RE: [PRD/FLD] aggregates from Changhai Ke on 2008-10-14 (public-rif-wg@w3.org from October 2008)

From: Changhai Ke <cke@ilog.fr>
Date: Tue, 14 Oct 2008 11:40:56 +0200
To: <kifer@cs.sunysb.edu>, "Gary Hallmark" <gary.hallmark@oracle.com>
Cc: <public-rif-wg@w3.org>
Message-ID: <3E5E1A634BBD5C4A94C4D4A6DE0852E701A5D762@parmbx02.ilog.biz>
Hello,

I don't know exactly the context under which the discussion about
aggregates happens. It seems to me that it's too early to introduce
aggregates to PRD, we still have simple things to define before we add
aggregates. In the future, PRD should also add the aggregates, so they
should be reusable. What do you think?

In general, "groupBy" is an almost required feature for aggregates. It's
a kind of must-have for the Event Stream Processing (ESP, domain of
CEP). Maybe it's also interesting to add constructs like "top N" (order
the collection by a criterion and take the first N elements).

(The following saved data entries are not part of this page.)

Issue #2740, opened 2015-07-15
[ui]IE and Firefox can't show sites completely on small window


fffw:
From top to bottom: Chrome, IE and Firefox. Scrolled to bottom. IE and Firefox still can't show completely. The impact is relatively small though.

![image](https://cloud.githubusercontent.com/assets/10410437/8710808/2c8bc866-2b7f-11e5-91a7-9ee1ce27ea8f.png)

myleshorton:
I think this is worth fixing along with the screen resolution issue.

myleshorton:
This one's all set @atavism right?

myleshorton:
I think this is really an issue of the div the scrollbar is assigned to, as mentioned in #2800.

atavism:
@myleshorton I think we can just fix the footer at the bottom and set the overflow to hidden without having to assign the scrollbar to another div. Do you want to check if https://github.com/getlantern/lantern/pull/2816 fixes it?

PR #2816, opened 2015-07-25
Fix footer at bottom of UI landing page

atavism:
To resolve https://github.com/getlantern/lantern/issues/2740


fffw:
Cool! Works on IE/FF/Chrome for both Windows and Darwin. Merging.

What do you think about the monoids
(http://en.wikipedia.org/wiki/Monoid) to support the calculus of
aggregates?

Changhai

-----Original Message-----
From: public-rif-wg-request@w3.org [mailto:public-rif-wg-request@w3.org]
On Behalf Of Michael Kifer
Sent: lundi 13 octobre 2008 23:34
To: Gary Hallmark
Cc: public-rif-wg@w3.org
Subject: Re: [PRD/FLD] aggregates




On Mon, 13 Oct 2008 12:03:34 -0700
Gary Hallmark <gary.hallmark@oracle.com> wrote:

> Michael Kifer wrote:
> > On Sun, 12 Oct 2008 17:25:50 -0700
> > Gary Hallmark <gary.hallmark@oracle.com> wrote:
> >
> >   
> >> Hi Michael,
> >>
> >> Thanks for getting the ball rolling.  I think this should work for
PRD, 
> >> but let me check that I understand your proposal.  An example rule
for 
> >> computing the average salary of employees grouped by department
would be 
> >> something like:
> >>
> >> Forall ?deptno ?sal ?empId (
> >>   AvgDeptSal(?deptno avg(?sal [ ?deptno ] | Emp(?empId ?deptno
?sal)))
> >> )
> >>     
> >
> > I am not sure how aggregates are supposed to be used in PRD, but:
> >
> >   - in a logical rule-based language they would be in the body of a
rule.
> >   
> ditto for PRD.  Aggregation is always in the condition/body/premise.  
> BTW, what do you propose for the model theory? 

Good.

For the model theory, it can't be exactly the same for PRD and FLD
because in
PRD the aggregates are evaluated on a partial model. If there is
recursion
though aggregation then there would be a significant difference. But it
is
possible, I think, to make the definitions look similar.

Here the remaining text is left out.